Could you give the records below again exactly as they stand?

::: Data for the task

PR #69, opened 2024-04-30
test query request with one variable set

hallettj:
## Describe your changes

Add a test just to make sure this case works. I thought I remembered MongoDB rejecting `$facet` stages with only one sub-pipeline, but according to this test that case works just fine in MongoDB versions 5, 6, and 7.

This PR expands the integration tests to allow sending a query request directly to a connector, bypassing the engine. It also cleans up some of the test helper code. The test snapshots all needed to be updated because I changed a function name, which changed the expression used to produce snapshot results, and the expression is captured as part of the snapshot file.

[MDB-135](https://hasurahq.atlassian.net/browse/MDB-135)

[MDB-135]: https://hasurahq.atlassian.net/browse/MDB-135?atlOrigin=eyJpIjoiNWRkNTljNzYxNjVmNDY3MDlhMDU5Y2ZhYzA5YTRkZjUiLCJwIjoiZ2l0aHViLWNvbS1KU1cifQ

### DIFF
--- a/crates/integration-tests/src/tests/remote_relationship.rs
+++ b/crates/integration-tests/src/tests/remote_relationship.rs
@@ -29,7 +29,7 @@ async fn provides_source_and_target_for_remote_relationship() -> anyhow::Result<
 
 #[tokio::test]
 async fn handles_request_with_single_variable_set() -> anyhow::Result<()> {
-    assert_yaml_snapshot!({
+    assert_yaml_snapshot!(
         run_connector_query(
             query_request()
                 .collection("movies")
@@ -41,6 +41,6 @@ async fn handles_request_with_single_variable_set() -> anyhow::Result<()> {
                 ),
         )
         .await?
-    });
+    );
     Ok(())
 }
--- a/crates/integration-tests/src/tests/remote_relationship.rs
+++ b/crates/integration-tests/src/tests/remote_relationship.rs
@@ -1,11 +1,12 @@
-use crate::query;
+use crate::{graphql_query, run_connector_query};
 use insta::assert_yaml_snapshot;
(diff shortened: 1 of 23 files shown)


crates/integration-tests/src/tests/remote_relationship.rs
```diff
@@ -25,3 +26,21 @@ async fn provides_source_and_target_for_remote_relationship() -> anyhow::Result<
...
+                .query(
+                    query()
+                        .predicate(equal(target!("_id"), variable!(id)))
+                        .fields([field!("title")]),
+                ),
+        )
+        .await?
+    });
+    Ok(())
+}
```
hallettj, line 46: This is the new test

crates/integration-tests/src/tests/snapshots/integration_tests__tests__remote_relationship__handles_request_with_single_variable_set.snap
```diff
@@ -0,0 +1,6 @@
+---
+source: crates/integration-tests/src/tests/remote_relationship.rs
+expression: "{\n    run_connector_query(query_request().collection(\"movies\").variables([vec![(\"id\",\n                                    json!(\"573a1390f29313caabcd50e5\"))]]).query(query().predicate(equal(target!(\"_id\"),\n                                variable!(id))).fields([field!(\"title\")]))).await?\n}"
+---
+- rows:
+    - title: Gertie the Dinosaur
```
hallettj, line 6: This is the snapshot of the result of the new test

dmoverton (approved):

codedmart (approved):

::::::

• Exercise answer
PR #69, opened 2024-04-30
test query request with one variable set

hallettj:
## Describe your changes

Add a test just to make sure this case works. I thought I remembered MongoDB rejecting `$facet` stages with only one sub-pipeline, but according to this test that case works just fine in MongoDB versions 5, 6, and 7.

This PR expands the integration tests to allow sending a query request directly to a connector, bypassing the engine. It also cleans up some of the test helper code. The test snapshots all needed to be updated because I changed a function name, which changed the expression used to produce snapshot results, and the expression is captured as part of the snapshot file.

[MDB-135](https://hasurahq.atlassian.net/browse/MDB-135)

[MDB-135]: https://hasurahq.atlassian.net/browse/MDB-135?atlOrigin=eyJpIjoiNWRkNTljNzYxNjVmNDY3MDlhMDU5Y2ZhYzA5YTRkZjUiLCJwIjoiZ2l0aHViLWNvbS1KU1cifQ

### DIFF
--- a/crates/integration-tests/src/tests/remote_relationship.rs
+++ b/crates/integration-tests/src/tests/remote_relationship.rs
@@ -29,7 +29,7 @@ async fn provides_source_and_target_for_remote_relationship() -> anyhow::Result<
 
 #[tokio::test]
 async fn handles_request_with_single_variable_set() -> anyhow::Result<()> {
-    assert_yaml_snapshot!({
+    assert_yaml_snapshot!(
         run_connector_query(
             query_request()
                 .collection("movies")
@@ -41,6 +41,6 @@ async fn handles_request_with_single_variable_set() -> anyhow::Result<()> {
                 ),
         )
         .await?
-    });
+    );
     Ok(())
 }
--- a/crates/integration-tests/src/tests/remote_relationship.rs
+++ b/crates/integration-tests/src/tests/remote_relationship.rs
@@ -1,11 +1,12 @@
-use crate::query;
+use crate::{graphql_query, run_connector_query};
 use insta::assert_yaml_snapshot;
(diff shortened: 1 of 23 files shown)


crates/integration-tests/src/tests/remote_relationship.rs
```diff
@@ -25,3 +26,21 @@ async fn provides_source_and_target_for_remote_relationship() -> anyhow::Result<
...
+                .query(
+                    query()
+                        .predicate(equal(target!("_id"), variable!(id)))
+                        .fields([field!("title")]),
+                ),
+        )
+        .await?
+    });
+    Ok(())
+}
```
hallettj, line 46: This is the new test

crates/integration-tests/src/tests/snapshots/integration_tests__tests__remote_relationship__handles_request_with_single_variable_set.snap
```diff
@@ -0,0 +1,6 @@
+---
+source: crates/integration-tests/src/tests/remote_relationship.rs
+expression: "{\n    run_connector_query(query_request().collection(\"movies\").variables([vec![(\"id\",\n                                    json!(\"573a1390f29313caabcd50e5\"))]]).query(query().predicate(equal(target!(\"_id\"),\n                                variable!(id))).fields([field!(\"title\")]))).await?\n}"
+---
+- rows:
+    - title: Gertie the Dinosaur
```
hallettj, line 6: This is the snapshot of the result of the new test

dmoverton (approved):

codedmart (approved):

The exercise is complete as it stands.